With a few notable exceptions most of them religious meat has retained its primacy in cultures across the world. It originally became a status symbol because it was harder to obtain than plant matter even a small animal could run away, and if caught, was capable of inflicting wounds that could prove fatal in a world before antibiotics. As society became hierarchical, there was no greater token of status than the ability to eat meat on a whim. In her 2016 book Meathooked, Marta Zaraska records the discovery of Egyptian tombs in which the pharaohs had been buried alongside meat mummies, baskets of beef and poultry that had been embalmed in preparation for the afterlife. Our fetishisation of meat has not lessened on the contrary, forecasters predict rapid increase in meat consumption in developing countries over the next decade. As a ready source of protein, meat remains the great aspiration, the surest proof of prosperity.
As Carol J Adams wrote, the words we use shield us from the moral consequences of carnivory: we eat beef, not cows, pork, not pigs, while a cabbage remains just a cabbage wherever it is in its life cycle.
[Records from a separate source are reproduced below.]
PR #187, opened 2020-06-10
Full overwrite replication delete data

JayGreeeen:
### :pencil: Description
PR for deleting data associated with the existing replica table when using `FULL_OVERWRITE` replication.
I have added new DataManipulationClients which are clients with the correct access for respective replications - `s3->s3`, `hdfs->s3`, `hdfs->hdfs`. 

### :link: Related Issues
#185 - this is the PR to implement the new replication mode, currently only drops the existing table.


circus-train-distcp-copier/src/main/java/com/hotels/bdp/circustrain/distcpcopier/HdfsDataManipulationClientFactory.java
```diff
@@ -43,22 +43,22 @@ public HdfsDataManipulationClientFactory(@Value("#{replicaHiveConf}") Configurat
...
+  // The HDFS client doesn't need to use the path.
   @Override
   public DataManipulationClient newInstance(String path) {
     return new HdfsDataManipulationClient(conf);
   }
 
   /**
-   * Checks that the replica location is are an hdfs location. This will delete replica data whether it is been
-   * replicated from s3 or hdfs.
+   * Checks that the replica location is an hdfs location. This will delete replica data whether it is been replicated
```
cmathiesen, line 53:
```suggestion
   * Checks that the replica location is an hdfs location. This will delete replica data whether it has been replicated
```

circus-train-core/src/main/java/com/hotels/bdp/circustrain/core/data/DefaultDataManipulationClientFactoryManager.java
```diff
@@ -0,0 +1,82 @@
...
+  @PostConstruct
+  void postConstruct() {
+    LOG.debug("Initialized with {} DataManipulationClientFactories", clientFactories.size());
+    for (DataManipulationClientFactory clientFactory : clientFactories) {
+      LOG.debug("ClientFactory class {}", clientFactory.getClass().getName());
+    }
+  }
+
+  public DataManipulationClient getClientForPath(String replicaLocation) {
+    for (DataManipulationClientFactory clientFactory : clientFactories) {
```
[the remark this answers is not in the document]
JayGreeeen: yeah thats a good point. Might be a good idea to include that then

README.md
```diff
@@ -328,6 +328,7 @@ If data is being replicated to HDFS then Circus Train will use DistCp to copy th
             skip-crc: false
             ssl-configuration-file: /foo/bar/ssl-config
             copier-factory-class: com.hotels.bdp.circustrain.distcpcopier.DistCpCopier
+            client-manipulation-factory-class: com.hotels.bdp.circustrain.distcpcopier.HdfsDataManipulationClientFactory
```
massdosage, line 331: Having looked through this I'm not sure whether we need to expose the term "client". Could we just call it a Data Manipulator? Feels more generic to me. Then this property would become `data-manipulator-factory-class`. Obviously impacts on the rest of the doc so I won't comment again on this below. What do others think?

circus-train-api/src/main/java/com/hotels/bdp/circustrain/api/data/DataManipulationClient.java
```diff
@@ -0,0 +1,27 @@
...
+ * distributed under the License is distributed on an "AS IS" BASIS,
+ * WITHOUT WARRANTIES OR CONDITIONS OF ANY KIND, either express or implied.
+ * See the License for the specific language governing permissions and
+ * limitations under the License.
+ */
+package com.hotels.bdp.circustrain.api.data;
+
+import java.io.IOException;
+
+public interface DataManipulationClient {
```
massdosage, line 20:
```suggestion
public interface DataManipulator {
```

circus-train-api/src/main/java/com/hotels/bdp/circustrain/api/data/DataManipulationClient.java
```diff
@@ -0,0 +1,27 @@
...
+
+  /**
+   * Returns boolean stating whether the deletion was successful or not.
```
massdosage, line 23: Add javadoc describing when the IOE could occur. As an end user I'd be most curious to know what the difference is between this returning `false` and an exception occurring,

circus-train-api/src/main/java/com/hotels/bdp/circustrain/api/data/DataManipulationClientFactory.java
```diff
@@ -0,0 +1,28 @@
...
+ * See the License for the specific language governing permissions and
+ * limitations under the License.
+ */
+package com.hotels.bdp.circustrain.api.data;
+
+import java.util.Map;
+
+import org.apache.hadoop.fs.Path;
+
+public interface DataManipulationClientFactory {
```
massdosage, line 22:
```suggestion
public interface DataManipulatorFactory {
```

circus-train-api/src/main/java/com/hotels/bdp/circustrain/api/data/DataManipulationClientFactoryManager.java
```diff
@@ -0,0 +1,28 @@
...
+ * See the License for the specific language governing permissions and
+ * limitations under the License.
+ */
+package com.hotels.bdp.circustrain.api.data;
+
+import java.util.Map;
+
+import org.apache.hadoop.fs.Path;
+
+public interface DataManipulationClientFactoryManager {
```
massdosage, line 22:
```suggestion
public interface DataManipulatorFactoryManager {
```

circus-train-aws/src/main/java/com/hotels/bdp/circustrain/aws/AwsDataManipulationClient.java
```diff
@@ -0,0 +1,83 @@
...
+import com.amazonaws.services.s3.model.DeleteObjectsRequest.KeyVersion;
+import com.amazonaws.services.s3.model.DeleteObjectsResult;
+import com.amazonaws.services.s3.model.ObjectListing;
+import com.amazonaws.services.s3.model.S3ObjectSummary;
+
+import com.hotels.bdp.circustrain.api.data.DataManipulationClient;
+
+public class AwsDataManipulationClient implements DataManipulationClient {
+
+  private static final Logger LOG = LoggerFactory.getLogger(AwsDataManipulationClient.class);
```
massdosage, line 40:
```suggestion
  private static final Logger log = LoggerFactory.getLogger(AwsDataManipulationClient.class);
```

circus-train-core/src/main/java/com/hotels/bdp/circustrain/core/data/DefaultDataManipulationClientFactoryManager.java
```diff
@@ -0,0 +1,89 @@
...
+import com.hotels.bdp.circustrain.api.Modules;
+import com.hotels.bdp.circustrain.api.data.DataManipulationClientFactory;
+import com.hotels.bdp.circustrain.api.data.DataManipulationClientFactoryManager;
+
+@Profile({ Modules.REPLICATION })
+@Component
+@Order(Ordered.LOWEST_PRECEDENCE)
+public class DefaultDataManipulationClientFactoryManager implements DataManipulationClientFactoryManager {
+
+  private static final Logger LOG = LoggerFactory.getLogger(DefaultDataManipulationClientFactoryManager.class);
```
massdosage, line 41:
```suggestion
  private static final Logger log = LoggerFactory.getLogger(DefaultDataManipulationClientFactoryManager.class);
```

circus-train-core/src/main/java/com/hotels/bdp/circustrain/core/replica/Replica.java
```diff
@@ -445,4 +437,23 @@ public TableAndStatistics getTableAndStatistics(TableReplication tableReplicatio
         tableReplication.getReplicaTableName());
   }
 
+  public void checkIfReplicaCleanupRequired(
```
massdosage, line 440: This does more than just check, it also performs the cleanup. Perhaps rename to `cleanupReplicaIfRequired`. Or maybe better move the `if (replicationMode == FULL_OVERWRITE) {` up to where it was before and then call this method `cleanupReplica` as it only applies to that mode.

circus-train-core/src/main/java/com/hotels/bdp/circustrain/core/replica/Replica.java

Our language ennobles meat at the expense of veg: strong, muscular types are beefy, lazy people are couch potatoes, unresponsive ones vegetables. Turning our back on meat-eating is not as simple as changing from pork to Quorn: it requires us to reject some entrenched values.
Already, there are signs that a great migration is underway. The UK university caterer Tuco recently
reported that record numbers of canteens are going meat-free, describing the adoption of vegan or vegetarian diets among students and staff as a mega-trend. On the high street, too, there is a growing recognition that vegan ranges are not just opportunistic cash-grabs but potential best-sellers. After the success of Greggs vegan sausage roll, Tesco announced it would be increasing its range of dedicated plant-based products by nearly 50% to keep pace with demand.
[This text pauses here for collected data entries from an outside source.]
PR #188, opened 2020-06-15
Schema evolution tests

max-jacobs:
### :link: Related Issues


pom.xml
```diff
@@ -54,7 +54,7 @@
     <httpcomponents.httpclient.version>4.5.11</httpcomponents.httpclient.version>
     <jackson.version>2.10.0</jackson.version>
     <!-- END: AWS jdk version + dependencies -->
-    <hadoop.version>2.7.1</hadoop.version>
+    <hadoop.version>2.8.1</hadoop.version>
```
massdosage, line 57: Hive 2.3.7 supposedly depends on Hadoop 2.7.2 so why did you need to move to 2.8.1?

circus-train-integration-tests/src/test/java/com/hotels/bdp/circustrain/integration/utils/ThriftMetastoreServerRuleExtension.java
```diff
@@ -0,0 +1,53 @@
...
+ * limitations under the License.
+ */
+package com.hotels.bdp.circustrain.integration.utils;
+
+import org.apache.hadoop.hive.conf.HiveConf;
+import org.apache.hadoop.hive.conf.HiveConf.ConfVars;
+
+import com.hotels.beeju.ThriftHiveMetaStoreJUnitRule;
+
+public class ThriftMetastoreServerRuleExtension extends ThriftHiveMetaStoreJUnitRule {
```
massdosage, line 23: Is this class just a convenience to override the conf values?

circus-train-integration-tests/src/test/java/com/hotels/bdp/circustrain/integration/CircusTrainParquetSchemaEvolutionIntegrationTest.java
```diff
@@ -0,0 +1,682 @@
+/**
```
massdosage, line 1: So is this the class you're not so sure about adding as it increases the test running time so much? One option could be to use a Junit 4 Category (`SchemaTests`) and then turn off this category by default when Maven runs the test. Then in the SCHEMA_EVOLUTION.md you could add a section about the tests and show how one can run them on the CLI by telling Maven to specifically run tests with that category. I assume that's the idea here - they're a safety net that we should never need but they could be useful every now and then just to make sure we haven't broken any of the schema evolution rules as we understand them today?

pom.xml
max-jacobs: Hmm yep I think i did this to fix some Parquet writer error, will revert as this was fixed elsewhere

circus-train-integration-tests/src/test/java/com/hotels/bdp/circustrain/integration/utils/ThriftMetastoreServerRuleExtension.java
max-jacobs: Pretty much yep, `beforeTest()` is called from within beeju, so this is where we will initialise beeju with the hiverunner metastore

circus-train-integration-tests/src/test/java/com/hotels/bdp/circustrain/integration/CircusTrainParquetSchemaEvolutionIntegrationTest.java
max-jacobs: Yep this is the one. In total these tests take ~10 mins on my machine. Plus they all pass (when in reality the non supported schema evolutions shouldn't - for those cases I've made the tests expect an exception to be thrown).

They're a safety net, and also useful if a feature is ever added to CT to support some of the currently failing evolutions. They're essentially supporting tests for the added readme as "proof".

max-jacobs: I've added junit category as suggested, added to the doc too. Let me know what you think, thanks!

circus-train-integration-tests/src/test/java/com/hotels/bdp/circustrain/integration/utils/ThriftMetastoreServerRuleExtension.java
massdosage: OK

circus-train-common-test/src/main/java/com/hotels/bdp/circustrain/common/test/base/CircusTrainRunner.java
```diff
@@ -146,6 +160,7 @@ private CircusTrainRunner(
       String graphiteUri,
       File housekeepingDbLocation) {
     this.databaseName = databaseName;
+    this.replicaDatabaseName = replicaDatabaseName;
```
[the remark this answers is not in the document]
max-jacobs: Yep its used in the new integration tests. It seemed easier with Hiverunner to just setup one metastore with a source db and a replica db. So I had to change the runner here to be able to set different dbs. The other integration tests don't use this, so the `replicaDatabaseName` just defaults to the `databaseName` if empty.

circus-train-integration-tests/src/test/java/com/hotels/bdp/circustrain/integration/CircusTrainParquetSchemaEvolutionIntegrationTest.java
```diff
@@ -0,0 +1,685 @@
...
+    File config = dataFolder.getFile("partitioned-single-table-one-partition.yml");
+    runner.run(config.getAbsolutePath());
+  }
+
+  private void runDataChecks(Schema schema, List<String> expectedData) throws Exception {
+    try {
+      assertTable(thriftMetaStoreRule.newClient(), schema, SOURCE_DB, TABLE, expectedData);
+      assertTable(thriftMetaStoreRule.newClient(), schema, REPLICA_DB, TABLE, expectedData);
+    } catch (Exception e) {
+      throw new Exception("Test failed", e);
```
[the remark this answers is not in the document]
max-jacobs: Good point, no benefit, will remove

circus-train-integration-tests/pom.xml
```diff
@@ -198,6 +264,7 @@
         <configuration>
           <forkCount>1</forkCount>
           <reuseForks>false</reuseForks>
+          <groups>${groups}</groups>
```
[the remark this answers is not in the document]
max-jacobs: Yeah thats nicer, will update

circus-train-common-test/src/main/java/com/hotels/bdp/circustrain/common/test/base/CircusTrainRunner.java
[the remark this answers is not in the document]
massdosage: Ah, OK.

circus-train-integration-tests/pom.xml
```diff
@@ -14,9 +15,20 @@
...
   <dependencies>
+    <dependency>
+      <groupId>org.apache.logging.log4j</groupId>
+      <artifactId>log4j-api</artifactId>
+      <version>2.5</version>
+    </dependency>
+    <dependency>
+      <groupId>org.apache.logging.log4j</groupId>
+      <artifactId>log4j-core</artifactId>
+      <version>2.5</version>
```
massdosage, line 30: Minor, but since you have this twice and they're related you could make this a property.

circus-train-integration-tests/pom.xml
```diff
@@ -188,6 +206,39 @@
...
+    <dependency>
+      <groupId>javax.servlet</groupId>
+      <artifactId>javax.servlet-api</artifactId>
+      <version>3.1.0</version>
+      <scope>provided</scope>
+    </dependency>
+    <dependency>
+      <groupId>com.esotericsoftware</groupId>
+      <artifactId>kryo</artifactId>
+      <version>4.0.2</version>
```
massdosage, line 224: Should this be test or provided scope? I'd be concerned of possible classpath clash if this ends up in CT where it didn't beore.

max-jacobs: will move this to the test scope

circus-train-integration-tests/pom.xml
```diff
@@ -135,12 +148,18 @@
...
+          <artifactId>javax.servlet-api</artifactId>
+        </exclusion>
+      </exclusions>
       <scope>test</scope>
     </dependency>
     <dependency>
       <groupId>com.google.code.gson</groupId>
       <artifactId>gson</artifactId>
-      <version>2.5</version>
+      <version>${log4j-api.version}</version>
```
massdosage, line 162: I'm pretty sure you didn't mean to do this!

max-jacobs: :(

circus-train-integration-tests/pom.xml
```diff
@@ -14,9 +15,21 @@
     <hadoop.version>2.8.1</hadoop.version>
     <!-- override for hadoop-common dependency that is used in this test -->
     <guava.version>17.0</guava.version>
+    <log4j-api.version>2.5</log4j-api.version>
```
massdosage, line 18:
```suggestion
    <log4j.version>2.5</log4j.version>
```
(it's not just the api)

circus-train-integration-tests/src/test/java/com/hotels/bdp/circustrain/integration/utils/ThriftMetastoreServerRuleExtension.java
patduin: We should push this to Beeju once and fix it there (We also do this in other internal projects).

massdosage: Agreed, can someone do that now? It not can we add an issue over at BeeJU and refer to this?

Sales may be growing fast, but they are barely making a dent in the $1.7tr global market for animal-derived protein. Certainly, a change of culture will not happen without the involvement of government, industry and science; as the past few years have shown, widespread change is also unlikely to happen without a fight. This makes the current field of conflict an unfortunate one in the real world, we can practise moderation, emotional flexitarianism. Online where many of the vegan wars most intense skirmishes are currently being fought we do not find compromise or even look for it. The internet has made communication highly charged and polarised; the only way to be heard in such a screaming vortex is to shout louder.
But the body of evidence suggesting that we eat too much meat is approaching the point where it becomes undeniable. This summer, a UN report
identified destruction of forests and emissions from cattle and other intensive farming practices as major factors driving the climate crisis towards a point of no return.
Some are proposing urgent action, such as the QC Michael Mansfield, who recently suggested (in a speech given at the launch of the Vegan Now campaign) that meat-eating could become illegal. He drew a parallel with the smoking ban, and it is indeed eminently possible that in time meat (especially red meat) becomes the new tobacco a vice enjoyed by a small number of people in full awareness of its negative health consequences.
But in coining the term ecocide and classing it as a crime against humanity Mansfield framed the debate in different terms. We might portray the current moment as a precipice, and the growing interest in plant-based diets as the surest way back to safety. In this interpretation, the war on vegans is the act of a doomed majority fighting to defend its harmful way of life. Vegans might well be vociferous and annoying, holier-than-thou, self-satisfied and evangelical. But as their numbers grow beyond the margins, perhaps the worst thing they could be is right.